If Avaya Inc. succeeds in leaving Chapter 11 bankruptcy in the fall, then the UC vendor will re-enter a highly competitive market, where businesses are moving away from the company's core on-premises products to the cloud -- an area in which Avaya will play catch-up with much larger rivals, notably Cisco and Microsoft.
Business challenges stemming from the Avaya bankruptcy were reflected in the fiscal third-quarter earnings report the vendor released this week. The report confirmed a 9% drop in revenue year over year that the vendor forecasted Aug. 7. The decline lowered revenue to $803 million and contributed to a net loss of $105 million for the period ended June 30.
The company said the revenue drop stemmed from "lower demand for products and services primarily due to extended procurement cycles resulting from the Chapter 11 filing." In other words, companies were not buying Avaya products while it restructured its debt in federal bankruptcy court.
Since filing for Chapter 11 in January, Avaya has recently filed a plan with the court to cut in half the roughly $6 billion it owed. Also, the company has reached an agreement with government regulators to significantly reduce its employee pension obligations. Those two developments led the company to predict it would emerge from bankruptcy in the fall.

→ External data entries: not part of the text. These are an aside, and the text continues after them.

PR #33, opened 2020-01-14
bugfix in videoChangeForPlayer

dylanjha:
This was broken because:
  * we were not sending MuxCustomerPlayerData with the dispatch data event to MuxCore
  * therefore, MuxCore was ignoring requests because there was no ENV key

Solution:
  * cache the MuxCustomerPlayerData that we get for each player
  * when videoChangeForPlayer gets called, pass in the MuxCustomerPlayerData into MuxCore

I tried solving this in MuxCore, but for a few different reasons that proved v. challenging (If you want to have a bigger discussion about this I'm happy to)

---

@jsanford8 after a usual code review I would love if you could do a QA pass for me:

1. checkout master DemoApp and confirm I'm not crazy - you should see that `videoChangeForPlayer` is NOT working
1. from the master DemoApp, point to my pod like so: `pod 'Mux-Stats-AVPlayer', :git => 'https://github.com/muxinc/mux-stats-sdk-avplayer', :branch => 'dj/bugfix-video-change-for-player'`
1. See that my branch fixes the bug and `videoChangeForPlayer` now works as expected.

---


dylanjha:
I'm also considering creating this - so that a user can call either `withVideoData:` or `withVideoData:withPlayerData`, and if they call the latter, then we'll use that and update the local in-memory cache of playerData for that player.

```obj-c
+ (void)videoChangeForPlayer:(nonnull NSString *)name withVideoData:(nullable MUXSDKCustomerVideoData *)videoData withPlayerData:(nullable MUXSDKCustomerPlayerData *)playerData;
```

jsanford8:
I like the two options - fix the one that just takes video data, and create the one that can let them change the player data (if for some reason they feel the need to)

MUXSDKStats/MUXSDKStats/MUXSDKStats.m
```diff
@@ -199,20 +205,29 @@ + (void)destroyPlayer:(NSString *)name {
...
-+ (void)videoChangeForPlayer:(nonnull NSString *)name withVideoData:(nullable MUXSDKCustomerVideoData *)videoData {
++ (void)videoChangeForPlayer:(nonnull NSString *)name withPlayerData:(nullable MUXSDKCustomerPlayerData *)playerData withVideoData:(nullable MUXSDKCustomerVideoData *)videoData {
     if (videoData) {
         MUXSDKPlayerBinding *player = [_viewControllers valueForKey:name];
         if (player) {
             [player dispatchViewEnd];
             [player dispatchViewInit];
             MUXSDKDataEvent *dataEvent = [MUXSDKDataEvent new];
             [dataEvent setCustomerVideoData:videoData];
+            MUXSDKCustomerPlayerData *playerData = [_customerPlayerDatas valueForKey:name];
```
dylanjha: remove this line - we already have playerData passed in

jsanford8:
@dylanjha - can we close this now? I believe this was fixed by the most recent PR that was merged, right?

dylanjha:
Yes!

PR #34, opened 2020-01-15
Prevent crashes when removing observers

dylanjha:
Crash report

```
Crashed: WatchProgressUpdater
0  Foundation                     0x1145aa725 _timerRelease + 10
1  MUXSDKStats                    0x1125345b1 -[MUXSDKPlayerBinding detachAVPlayer] + 202
2  MUXSDKStats                    0x112537eee +[MUXSDKStats destroyPlayer:] + 143
3  Quibi                          0x10daf2937 PlaybackQosManager.deinit + 53 (PlaybackQosManager.swift:53)
4  Quibi                          0x10daf2979 PlaybackQosManager.__deallocating_deinit + 51 (PlaybackQosManager.swift:51)
5  libswiftCore.dylib             0x11b776ed0 _swift_release_dealloc + 16

libobjc.A.dylib
objc_exception_throw
2
Foundation
-[NSObject(NSKeyValueObserverRegistration) _removeObserver:forProperty:]
3
Foundation
-[NSObject(NSKeyValueObserverRegistration) removeObserver:forKeyPath:]

Cannot remove an observer <MUXSDKAVPlayerLayerBinding 0x6000015cd930> for the key path "status" from <AVPlayerItem 0x600002cb82d0> because it is not registered as an observer.
PlaybackQosManager.deinit
keyboard_arrow_down
```

----

I think I actually see how we're getting this crash.

The `_playerItem` observer gets set up when we call `monitorAVPlayerItem`, which we call asynchronously after one of the `_player` observers fires.

Theoretically, there could be a race condition where the SDK getes initialized, but we haven't gotten an observer callback yet, and then the SDK is destroyed and we try to teardown the `_playerItem` observer.

----

This PR is a bit heavy handed - it wraps ALL attempts to remove observers - even though it's possible that our only problematic one is the one for `_playerItem`.

Some other options:

1. Is there a way to check that an observer is registered before we remove it? We can wrap all the removals in a conditional - I tried this.
1. Keep the `safelyRemovePlayerItemObserverForKeyPath` but don't change all the other observer removals. I **think** the playerItem one is the only one that is problematic. But I'm not 100% sure.
1. Check the exception message and only silence it if it matches something like `/because it is not registered as an observer/`


MUXSDKStats/MUXSDKStats/MUXSDKPlayerBinding.m
```diff
@@ -190,7 +221,7 @@ - (void)monitorAVPlayerItem {
 
 - (void)stopMonitoringAVPlayerItem {
     [MUXSDKCore destroyPlayer: _name];
-    [_playerItem removeObserver:self forKeyPath:@"status"];
```
dylanjha: This is the line that was crashing, removing an observer on an `AvPlayerItem`

dylanjha:
@jsanford8 I was able to forcibly reproduce this (see screenshot) - in this case the exception was thrown, logged and did not crash the app:

* MuxLog is part of MuxCore and it's not exposed publicly so I couldn't use that
* I decided it's still worth logging, so I used NSLog - thoughts? / should we just silence this completely?
* The exception that gets thrown is [NSRangeException](https://developer.apple.com/documentation/foundation/nsrangeexception), which is kind of generic. It's not as specific as I would like, but I think it's still worthwhile to check for.

error-removing_2020-01-15_17-03-18

jsanford8:
NSLog is fine, let's just make sure that we put a note that it's from MuxStats, and that it also specifies that this is okay/not a problem.

Yeah, checking for NSRangeException (which is a weird, weird type, but hey) makes sense to me

PR #38, opened 2020-02-13
Automatically track rendition changes.

nidhik:
## Overview
Automatically track rendition changes by listening for `AVPlayerItemNewAccessLogEntryNotification`.

## Notes

**This only includes advertised bitrate.** I would like to do automatic detection of advertised  frame rate in a separate PR. Therefore the `renditionchange` events currently always contain a `null` value for `vsofp`

## Zube
* https://zube.io/muxinc/mux/c/9807
* https://zube.io/muxinc/mux/c/9805


dylanjha:
@nidhik I'll be happy to QA this, I suppose I can do that with Charles, right?

nidhik:
@dylanjha Thanks so much! I used [Network Link Conditioner](https://nshipster.com/network-link-conditioner/) to test this but I bet you could also do it with Charles proxy. Might be good to QA it multiple ways

dylanjha:
@nidhik Ah I see, you used Network to force the automatic rendition changes were happening, that's neat. I was thinking of using Charles to verify the data in the beacons that were getting sent across the wire. Okay, I will check this out tomorrow.

nidhik:
@dylanjha Thanks! Yeah I found it was easiest to test the rendition changes with Network Link Conditioner on device and then have the device proxying through Charles to verify the beacons. I think you could also use Charles to throttle but I think Network Link Conditioner is a better simulation of poor network conditions

PR #39, opened 2020-02-14
Automatic detection of advertised  frame rate 

nidhik:
## Overview

Automatically track advertised frame rate by parsing `FRAME-RATE` attribute from the master manifest if it is present.

If we know the advertised frame rate, it will be included in the video data for playback events, including `renditionchange`.

## Zube
* https://zube.io/muxinc/mux/c/9807
* https://zube.io/muxinc/mux/c/9805


MUXSDKStats/MUXSDKStats/MUXSDKPlayerBinding.m
```diff
@@ -263,6 +290,19 @@ - (void)monitorAVPlayerItem {
                       forKeyPath:@"status"
                          options:NSKeyValueObservingOptionInitial | NSKeyValueObservingOptionNew
                          context:MUXSDKAVPlayerItemStatusObservationContext];
+        
+        if([_player.currentItem.asset isKindOfClass:[AVURLAsset class]]) {
+            AVURLAsset *asset = (AVURLAsset *) _player.currentItem.asset;
+            NSLog(@"MUXSDK-INFO - Loading HLS master manifest from asset URL: %@", asset.URL);
+            __weak MUXSDKPlayerBinding *weakSelf = self;
```
nidhik: `__weak` here so we don't accidentally retain `self` causing a memory leak. If the player binding has been deallocated by the time the completion block is called, nothing will happen

MUXSDKStats/MUXSDKStats/MUXSDKPlayerBinding.m
```diff
@@ -250,6 +276,7 @@ - (void)detachAVPlayer {
         [_timeUpdateTimer invalidate];
         _timeUpdateTimer = nil;
     }
+    [_masterPlaylistRequest cancel];
```
nidhik: It is important we cancel any requests for the master manifest that have not yet completed. In the case of change video, we don't want the first request completing after the new video has started,

PR #59, opened 2019-02-28
First test and Framework

pritampatil4:


example/src/androidTest/java/net/optile/payment/HomePageTests.java
```diff
@@ -0,0 +1,38 @@
...
+
+
+
+
+@RunWith(AndroidJUnit4.class)
+@LargeTest
+public class HomePageTests {
+
+    @Rule
+    public ActivityTestRule<CheckoutActivity> mActivityRule = new ActivityTestRule<>(
```
siebeprojects: Please name it activityRule and not mActivityRule, we do not use this style for naming.

example/src/androidTest/java/net/optile/payment/PaymentInstrumentedTest.java
```diff
@@ -0,0 +1,36 @@
...
+
+import android.content.Context;
+import android.support.test.InstrumentationRegistry;
+import android.support.test.runner.AndroidJUnit4;
+
+/**
+ * Instrumented test, which will execute on an Android device.
+ *
+ * @see <a href="http://d.android.com/tools/testing">Testing documentation</a>
+ */
```
siebeprojects: We can remove this class completely as it will be replaced by our own test classes.

example/src/androidTest/java/net/optile/payment/HomePageTests.java
```diff
@@ -0,0 +1,38 @@
...
+import static android.support.test.espresso.matcher.ViewMatchers.isDisplayed;
+import static android.support.test.espresso.matcher.ViewMatchers.withId;
+import static android.support.test.espresso.matcher.ViewMatchers.withText;
+
+
+
+
+@RunWith(AndroidJUnit4.class)
+@LargeTest
+public class HomePageTests {
```
siebeprojects: Name it CheckoutPageTests, since the class is also called CheckoutActivity

example/src/androidTest/java/net/optile/payment/PaymentInstrumentedTest.java
pritampatil4: Done.

PR #71, opened 2019-04-24
Pcx 182 Support finalizing charge of PresetAccount

siebeprojects:
Once a PresetAccount has been set in a list, it is now possible to perform a charge request on the PresetAccount using the Android SDK.
The PaymentUI has a new method called chargePresetAccount, this will show a progress screen while the Android SDK is sending the charge operation to the Payment API.


payment/src/main/java/net/optile/payment/form/Operation.java
```diff
@@ -73,6 +73,37 @@ public void putValue(String name, Object value) throws PaymentException {
...
+     * If the type cannot be determined from the URl then null will be returned.
+     *
+     * @return the type of the operation or null if it cannot be determined.
+     */
+    public String getType() {
+        String path = this.url.getPath();
+
+        if (path.endsWith("preset")) {
+            return PRESET;
+        } else if (path.endsWith("charge")) {
```
darklynx: for some payment methods `path` may end with `activate`

payment/src/main/java/net/optile/payment/form/Operation.java
```diff
@@ -73,6 +73,37 @@ public void putValue(String name, Object value) throws PaymentException {
...
+    }
+
+    /**
+     * Check if the type of this operation matches the given type.
+     *
+     * @param type to match with the type of this operation.
+     * @return true when the types matches, false otherwise.
+     */
+    public boolean isType(String type) {
+        return type != null && type.equals(getType());
```
darklynx:
```
return Objects.equals(type, getType());
```

siebeprojects: Will replace it with Objects.equals.

payment/src/main/java/net/optile/payment/form/Operation.java
siebeprojects: I will add the activate value as well.

payment/src/main/java/net/optile/payment/network/ListConnection.java
```diff
@@ -39,6 +41,21 @@
  */
 public final class ListConnection extends BaseConnection {
 
+    private final static Object cacheLock = new Object();
+    private final static Map<String, LanguageFile> languageCache = new HashMap<>();
+
+    private static void cacheLanguageFile(String key, LanguageFile file) {
+        synchronized (cacheLock) {
```
darklynx: Use of `Collections.synchronizedMap(...)` or even `ConcurrentHashMap` could simplify it if Android Java has those.

payment/src/main/java/net/optile/payment/ui/page/PresetAccountPresenter.java
```diff
@@ -0,0 +1,349 @@
...
+
+        dialog.setListener(new ThemedDialogListener() {
+            @Override
+            public void onButtonClicked(ThemedDialogFragment dialog, int which) {
+                switch (which) {
+                    case ThemedDialogFragment.BUTTON_NEUTRAL:
+                        view.closePage();
+                        break;
+                    case ThemedDialogFragment.BUTTON_POSITIVE:
+                        postOperation(operation);
```
darklynx: interesting syntax, I would always put a break here, just in case you get another `case` in the future...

When Avaya finishes its restructuring, it will re-enter the market with substantially less debt and will have a new leader. Last week, Avaya appointed COO Jim Chirico to take over for CEO Kevin Kennedy when he retires Oct. 1.
Obstacles post-Avaya bankruptcy
Chirico will steer a smaller company that has lost stature in the industry. Gartner dropped Avaya from the group of leaders in the analyst firm's 2017 Magic Quadrant for Unified Communications, leaving only Cisco, Microsoft and Mitel. The research firm demoted Avaya because its weaknesses eclipsed its strengths.

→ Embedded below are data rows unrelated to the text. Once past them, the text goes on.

PR #82, opened 2019-06-19
Pcx 313 smartswitch

siebeprojects:
Remove smart switch logic from the NetworkCard and PaymentNetwork classes.
This makes it easier to re-use the PaymentNetwork class for GooglePay activation.

### DIFF
--- a/payment/src/main/java/net/optile/payment/ui/model/SmartSwitch.java
+++ b/payment/src/main/java/net/optile/payment/ui/model/SmartSwitch.java
@@ -1,0 +1,107 @@
+/*
+ * Copyright (c) 2019 optile GmbH
+ * https://www.optile.net
+ *
+ * This file is open source and available under the MIT license.
+ * See the LICENSE file for more information.
+ */
+
+package net.optile.payment.ui.model;
+
+import java.util.ArrayList;
+import java.util.HashMap;
+import java.util.List;
+
+import android.text.TextUtils;
+
+/**
+ * Class for storing and selecting payment networks based on smart switch logic
+ */
+public final class SmartSwitch {
+
+    private final HashMap<String, String> smartMapping;
+    private final List<PaymentNetwork> networks;
+    private final List<PaymentNetwork> smartSelected;
+    private final List<PaymentNetwork> smartBuffer;
+
+    public SmartSwitch(List<PaymentNetwork> networks) {
+        this.networks = networks;
+        this.smartMapping = new HashMap<>(); 
+        this.smartSelected = new ArrayList<>();
+        this.smartBuffer = new ArrayList<>();
+    }
+
+    public void addSelectionRegex(String code, String regex) {
+        smartMapping.put(code, regex);
+    }
+    
+    /**
+     * Get the list of smart selected PaymentNetworks.
+     *
+     * @return the list of smart selected PaymentNetworks.
+     */
+    public List<PaymentNetwork> getAllSelected() {
+        return smartSelected;
+    }
+
+    /**
+     * Get the first smart selected PaymentNetwork, may return null if none are selected.
+     *
+     * @return the first smart selected PaymentNetwork.
+     */
+    public PaymentNetwork getFirstSelected() {
+        return smartSelected.size() > 0 ? smartSelected.get(0) : null;
+    }
+    
+    /**
+     * Are any PaymentNetworks selected based on smart switch.
+     *
+     * @return true when there are selected payment networks, false otherwise
+     */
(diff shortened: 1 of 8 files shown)


payment/src/main/java/net/optile/payment/ui/model/SmartSwitch.java
```diff
@@ -0,0 +1,107 @@
...
+import java.util.List;
+
+import android.text.TextUtils;
+
+/**
+ * Class for storing and selecting payment networks based on smart switch logic
+ */
+public final class SmartSwitch {
+
+    private final HashMap<String, String> smartMapping;
```
hjhill: You should probably use `Map` here - that the instance is a `HashMap` is an implementation detail.

payment/src/main/java/net/optile/payment/ui/model/SmartSwitch.java
```diff
@@ -0,0 +1,107 @@
...
+        return smartSelected;
+    }
+
+    /**
+     * Get the first smart selected PaymentNetwork, may return null if none are selected.
+     *
+     * @return the first smart selected PaymentNetwork.
+     */
+    public PaymentNetwork getFirstSelected() {
+        return smartSelected.size() > 0 ? smartSelected.get(0) : null;
```
hjhill: Minor: better use `isEmpty` (might make a difference with some list implementations)

payment/src/main/java/net/optile/payment/ui/model/SmartSwitch.java
```diff
@@ -0,0 +1,107 @@
...
+    /**
+     * Check if the PaymentNetwork is smart selected, it is smart selected when the provided number input matches
+     * the regex of this PaymentMethod in the groups settings file. A PaymentMethod is always smart selected when
+     * there is only one PaymentMethod in the NetworkCard.
+     *
+     * @param network to check if smart selection
+     * @return true when smart selected, false otherwise
+     */
+    public boolean isSelected(PaymentNetwork network) {
+        if (networks.size() == 1 && networks.get(0) == network) {
```
hjhill: Almost surely an unnecessary optimization.

payment/src/main/java/net/optile/payment/ui/model/SmartSwitch.java
```diff
@@ -0,0 +1,107 @@
...
+
+    /**
+     * Validate the PaymentMethods for smart selection given the new text
+     *
+     * @param text to validate for smart selection
+     * @return true when the smart selection of payment methods has changed, false otherwise
+     */
+    public boolean validate(String text) {
+        smartBuffer.clear();
+        String regex;
```
hjhill: I would prefer defining the variable where it is set - less clutter.

payment/src/main/java/net/optile/payment/ui/model/SmartSwitch.java
```diff
@@ -0,0 +1,107 @@
...
+
+        if (text != null) {
+            for (PaymentNetwork network : networks) {
+                regex = smartMapping.get(network.getCode());
+
+                if (!TextUtils.isEmpty(regex) && text.matches(regex)) {
```
hjhill: Would pre-compiling the regex to a `Pattern` be better here? (for desktop Java it definitely would, but not sure about Android)

payment/src/main/java/net/optile/payment/ui/model/SmartSwitch.java
hjhill: Sorry, mixed up the two lists in my mind...

payment/src/main/java/net/optile/payment/ui/model/SmartSwitch.java
siebeprojects: Changed to Map

payment/src/main/java/net/optile/payment/ui/model/SmartSwitch.java
siebeprojects: Using isEmpty now

payment/src/main/java/net/optile/payment/ui/model/SmartSwitch.java
siebeprojects: Done

payment/src/main/java/net/optile/payment/ui/model/SmartSwitch.java
siebeprojects: Using now Pattern instead of String regex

Gartner found that during the Avaya bankruptcy proceedings, the vendor struggled with after-sales support across its portfolio. "This is likely to hamper the introduction of new services," the report said.
Elka Popovaanalyst at Frost & Sullivan
Also, Avaya's primary focus was in addressing customer's on-premises needs, which could "limit its ability" to meet the broader market's shift to unified communications as a service (UCaaS) and communications platform as a service (CPaaS).

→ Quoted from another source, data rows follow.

PR #85, opened 2019-07-30
Pcx 378 - Add Process Payment screen for handling charge requests

siebeprojects:


payment/src/main/java/net/optile/payment/form/Operation.java
```diff
@@ -14,32 +14,78 @@
...
+            return new Operation(in);
+        }
+
+        public Operation[] newArray(int size) {
+            return new Operation[size];
+        }
+    };
+    private URL url;
+    private JSONObject form;
+    private JSONObject account;
```
hjhill: Why are those not `final` anymore?

payment/src/main/java/net/optile/payment/network/BaseConnection.java
```diff
@@ -284,10 +283,10 @@ PaymentException createPaymentException(final String source, final String errorT
         } catch (IOException | JsonParseException e) {
             // Ignore the exceptions since the ErrorInfo is an optional field
             // and it is more important to not loose the status error code
```
hjhill: Not changed, but still typo: `lose`

payment/src/main/java/net/optile/payment/ui/PaymentUI.java
```diff
@@ -58,6 +59,19 @@ public static PaymentUI getInstance() {
         return InstanceHolder.INSTANCE;
     }
 
+    /**
+     * Get the PaymentResult from the data intent.
+     *
+     * @param data intent to obtain the PaymentResult form
+     * @return PaymentResult or null if not stored in the intent
+     */
+    public final static PaymentResult getPaymentResult(Intent data) {
```
hjhill: Doesn't this method belong into `PaymentResult`?

payment/src/main/java/net/optile/payment/ui/model/AccountCard.java
```diff
@@ -108,11 +121,6 @@ public boolean onTextInputChanged(String type, String text) {
         return false;
     }
 
-    public URL getLink(String name) {
```
hjhill: FYI: Avoid moving code around to reduce the number of changed lines and make people more inclined to review your PRs.

payment/src/main/java/net/optile/payment/ui/page/BasePaymentActivity.java
```diff
@@ -26,6 +26,8 @@
  */
 abstract class BasePaymentActivity extends AppCompatActivity {
 
+    public final static String EXTRA_OPERATION = "operation";
```
hjhill: Will this be used by other child classes of `BasePaymentActivity`?

payment/src/main/java/net/optile/payment/ui/theme/ProcessParameters.java
```diff
@@ -0,0 +1,55 @@
...
+package net.optile.payment.ui.theme;
+
+import android.support.annotation.StyleRes;
+import net.optile.payment.R;
+
+/**
+ * Class for holding the PaymentPage theme parameters.
+ * These parameters may be used to theme the PaymentPage UI elements and text appearances.
+ */
+public final class ProcessParameters {
```
hjhill: FYI: Maybe you should think about using Lombok.

payment/src/main/java/net/optile/payment/ui/page/PaymentListPresenter.java
```diff
@@ -154,6 +148,53 @@ public void onPaymentSessionError(Throwable cause) {
...
+        if (result.requestCode != PROCESSPAYMENT_REQUEST_CODE) {
+            showPaymentSession(this.session);
+            return;
+        }
+        switch (result.resultCode) {
+            case PaymentUI.RESULT_CODE_OK:
+                view.passOnPaymentResult(PaymentUI.RESULT_CODE_OK, result.paymentResult);
+                break;
+            case PaymentUI.RESULT_CODE_ERROR:
+                view.passOnPaymentResult(PaymentUI.RESULT_CODE_ERROR, result.paymentResult);
```
hjhill: Couldn't you handle both the previous `case` and this one with the following code?

```
case PaymentUI.RESULT_CODE_OK:
case PaymentUI.RESULT_CODE_ERROR:
    view.passOnPaymentResult(result.resultCode, result.paymentResult);
    break;
```

payment/src/main/java/net/optile/payment/ui/page/ProcessPaymentActivity.java
```diff
@@ -0,0 +1,199 @@
...
+    private Operation operation;
+
+    /**
+     * Create the start intent for this ProcessPaymentActivity
+     *
+     * @param context Context to create the intent
+     * @return newly created start intent
+     */
+    public static Intent createStartIntent(Context context, Operation operation) {
+        if (context == null) {
```
hjhill: FYI: `Objects.requireNonNull` might come in handy here...

payment/src/main/java/net/optile/payment/form/Operation.java
siebeprojects: Changed them back to final, they should be final.

payment/src/main/java/net/optile/payment/network/BaseConnection.java
siebeprojects: will fix it.

payment/src/main/java/net/optile/payment/ui/PaymentUI.java
siebeprojects: yes, will move it to PaymentResult similar as to how Google / Android is doing it.

payment/src/main/java/net/optile/payment/ui/model/AccountCard.java
siebeprojects: Yes, will try either putting the code cleanup in a different commit or PR.

payment/src/main/java/net/optile/payment/ui/page/BasePaymentActivity.java
siebeprojects: Moved this to ProcessPaymentActivity since this is for now the only activity using it.

payment/src/main/java/net/optile/payment/ui/theme/ProcessParameters.java
siebeprojects: yes that would be an option, but we have to keep the external libraries to an absolute minimum in the SDKs.

payment/src/main/java/net/optile/payment/ui/page/PaymentListPresenter.java
siebeprojects: Done

payment/src/main/java/net/optile/payment/ui/page/ProcessPaymentActivity.java
siebeprojects: Yes, I agree. I would then like to change it in all classes so it remains consistent. I rather not like to change it in this PR.

payment/src/main/java/net/optile/payment/ui/model/AccountCard.java
```diff
@@ -31,6 +31,14 @@ public AccountCard(AccountRegistration account, PaymentNetwork network) {
         this.network = network;
     }
 
+    /**
+     * {@inheritDoc}
+     */
+    @Override
+    public boolean containsLink(String name, URL url) {
+        return url.equals(getLink(name));
```
darklynx: Comparing 2 URLs using `equals` method sometimes can return `false` even for 2 identical URLs, I'm not sure if Android Java is affected, but we have experienced that in out functional tests on Linux.

siebeprojects: Changed this to compare the string value of both URLs with each other.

From a technology standpoint, Avaya will exit the oversight of bankruptcy court with access to the products that address those two high-growth areas. Competitive UCaaS and CPaaS technologies are available through Avaya's wholly owned subsidiary, Zang, analysts said.
"How effectively they [Avaya] compete against Cisco and Microsoft will depend on their ability to execute in terms of product development, [reseller] channels, marketing and so on," said Elka Popova, an analyst at business consulting firm Frost & Sullivan, based in San Antonio.
At best, Avaya can compete effectively, "but not as the dominant player it once was," said Richard Costello, analyst at IDC. "Both Cisco and Microsoft have clearly put some space between themselves and the rest of the market, based on their strengths in networking and the desktop, respectively, which has been hard for competitors to overcome."
Avaya will tap its large customer base for future sales. Most of those companies are using Avaya's on-premises telephony and contact-center products. Through Zang, Avaya can provide those organizations a path to cloud-based communications.
To do that, however, it will need resellers, systems integrators and software developers. "The challenge is establishing a robust partner ecosystem," said Alan Lepofsky, an analyst at Constellation Research Inc., based in Cupertino, Calif. "Avaya will need to show their existing partners the benefits of building on their platform."